Instant Messengerを活用

 ウィットクラフト氏は、「IMを使ったサポートシステムの構想はこれが世界初公開になる」と述べ、IMベースの顧客サポートを構想していることを明らかにしている。

 IMを利用した顧客サポートでは、オンラインになっている顧客が誰なのかを、SIPベースのシステムを使うことによってリアルタイムに認識できる点が最大のメリットだ。いわゆる「プレゼンス機能」である。顧客を認識した上で、Yahoo!側からその顧客に対して、VoIPあるいはチャットを利用してコンタクトを取ることができる。顧客サービスに双方向性が加えられるため、顧客満足度を引き上げるためのさまざまな施策を実行することが可能になってくる。

 同氏は「特にIMのプレゼンス機能を重視している。今年の後半から有料サービスとして提供しようと思っている」と話した。

 こうした取り組みを支えるのも、顧客のニーズに応じて適切な顧客対応エージェントに振り分けるGenesysのルーティング機能だ。また、将来的には、チャットで顧客が投げ掛けた質問に対してチャット上で自動応答する「自動チャットサービス」の提供も視野にいれているという。

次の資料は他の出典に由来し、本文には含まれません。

PR #1912, opened 2021-07-01
New Adapter: Axonix

cesarfd:
Add a new Prebid-Server (Go) adapter for Axonix (we already have a prebid.js adapter)


guscarreon:
@cesarfd thank you for submitting your adapter pull request. We will review soon. Did you also submit a documentation PR for this newly created adapter in https://github.com/prebid/prebid.github.io/pulls?

jeanstemp:
Docs PR: https://github.com/prebid/prebid.github.io/pull/3085

adapters/axonix/axonix.go
```diff
@@ -0,0 +1,135 @@
...
+	"net/http"
+
+	"github.com/mxmCherry/openrtb/v15/openrtb2"
+	"github.com/prebid/prebid-server/adapters"
+	"github.com/prebid/prebid-server/config"
+	"github.com/prebid/prebid-server/errortypes"
+	"github.com/prebid/prebid-server/openrtb_ext"
+)
+
+type AxonixAdapter struct {
```
hhhjort, line 15: This can simply be `type adapter struct {`, as if you were to reference it from outside this package, it would be `axonix.AxonixAdapter`, which is redundant. Also the adapters are only used as interfaces, so it need not be exported. The `Builder()` method provides the hook to access your adapter implementation.

adapters/axonix/axonix.go
```diff
@@ -0,0 +1,135 @@
...
+				BidType: getMediaType(bid.ImpID, request.Imp),
+			}
+			bidResponse.Bids = append(bidResponse.Bids, b)
+		}
+	}
+
+	return bidResponse, nil
+}
+
+func getMediaType(impId string, imps []openrtb2.Imp) openrtb_ext.BidType {
```
hhhjort, line 123: Do you always strictly only respond with bids of these types when given multiformat requests, or are these just highly likely types? It looks likely that OpenRTB 2.6 will natively support reporting bid type, which will help here when it comes out and we move to supporting it.

Knowing the bid type is useful for display clients, so they don't have to guess at the payload type and try to display properly based on that.

cesarfd: This function follows the same order of preference that our backend follows to decide the imp type so it should match.

adapters/axonix/axonix_test.go
```diff
@@ -0,0 +1,30 @@
...
+
+import (
+	"testing"
+
+	"github.com/prebid/prebid-server/adapters/adapterstest"
+	"github.com/prebid/prebid-server/config"
+	"github.com/prebid/prebid-server/openrtb_ext"
+)
+
+func TestJsonSamplesWithConfiguredURI(t *testing.T) {
```
hhhjort, line 11: The /exemplary directory is intended to hold just a few reference examples a publisher can look at for a reference as to how to use your adapter. Additional tests to catch corner cases where there are no errors go into /supplemental. Are you sure all your positive tests belong in /exemplary? too many examples may confuse publishers as to what they should try to follow.

config/config.go
```diff
@@ -837,6 +837,7 @@ func SetupViper(v *viper.Viper, filename string) {
 	v.SetDefault("adapters.audiencenetwork.disabled", true)
 	v.SetDefault("adapters.audiencenetwork.endpoint", "https://an.facebook.com/placementbid.ortb")
 	v.SetDefault("adapters.avocet.disabled", true)
+	v.SetDefault("adapters.axonix.disabled", true)
```
hhhjort, line 840: I am curious if there is a specific reason to default disabled. Is it just to have more control over who is using your adapter?

cesarfd: Yeah, we prefer to enable our supply partners on a one by one basis.

hhhjort (approved):
LGTM

adapters/axonix/axonix.go
```diff
@@ -0,0 +1,135 @@
...
+		}
+		errors = append(errors, err)
+		return nil, errors
+	}
+
+	var axonixExt openrtb_ext.ExtImpAxonix
+	err = json.Unmarshal(bidderExt.Bidder, &axonixExt)
+	if err != nil {
+		err = &errortypes.BadInput{
+			Message: "ext.bidder.supplyId not provided",
```
guscarreon, line 58: This message is a little misleading for the following reason: given that the `"supplyId"` was listed as `"required"` in `static/bidder-params/axonix.json`, there's no way to reach this line with a missing `ext.bidder.supplyId` field.  I believe this message would be more useful if `ext.bidder.supplyId` was described as "malformed". Thoughts?

guscarreon (commented):
Some comments before approving

adapters/axonix/axonix.go
```diff
@@ -0,0 +1,135 @@
...
+		err = &errortypes.BadInput{
+			Message: "supplyId is empty",
+		}
+		errors = append(errors, err)
+		return nil, errors
+	}
+
+	thisURI := a.URI
+	if len(thisURI) == 0 {
+		thisURI = "https://openrtb-us-east-1.axonix.com/supply/prebid-server/" + axonixExt.SupplyId
```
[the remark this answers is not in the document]
cesarfd: `SupplyId` is a UUID that will be assigned to each supply partner so highly unlikely if not impossible that it will come with any other spurious character.

guscarreon (approved):
@cesarfd thank you for addressing the feedback comments. LGTM

hhhjort (approved):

 これらの取り組みは、3億4000万という膨大な無料ユーザーをケアしなくてはいけない企業が、いかに効率よくサポート体制を構築するかを考える上で参考になる事例だ。

CRMシステムを再構築

 Yahoo!は3年前にCRMシステムを導入したが、実際にはそれを使いこなすだけの予算がなかったという。だが、e-コマースのビジネスがアジアで急伸したことなど経営環境の変化により、本腰を入れてCRMを見直す必要に迫られたという。

 要件は、グローバルでビジネスを展開している同社の中での「境界線」をなくすこと、また、トランザクションのコントロール、柔軟性、拡張性も重要な要素だった。その要件を考えた上で、「まったくエラーのないシステムを構築しなくてはならなかった。結果としてGenesysをベースにしたコンタクトセンターを構築する以外に選択肢はなかった」とウィットクラフト氏は話している。

導入効果

 Yahoo!におけるGenesys製品の導入効果は、何よりも無料提供しているIMサービスやPCから電話を掛けられる通話サービスを十分に活用するための環境を整えることができたことだという。また、コンタクトセンターで対応するエージェントの労働生産性も10〜15%向上した。

 また、GenesysのIVR機能であるGVPへの投資コストはわずか2年で回収することができた。ちなみに、同社はIVRサービスを一度はアウトソースしたが、応答メッセージの変更などを柔軟に行うと結局は「アウトソースは高く付く」ことに気づき、現在はインハウスでIVRを運用している。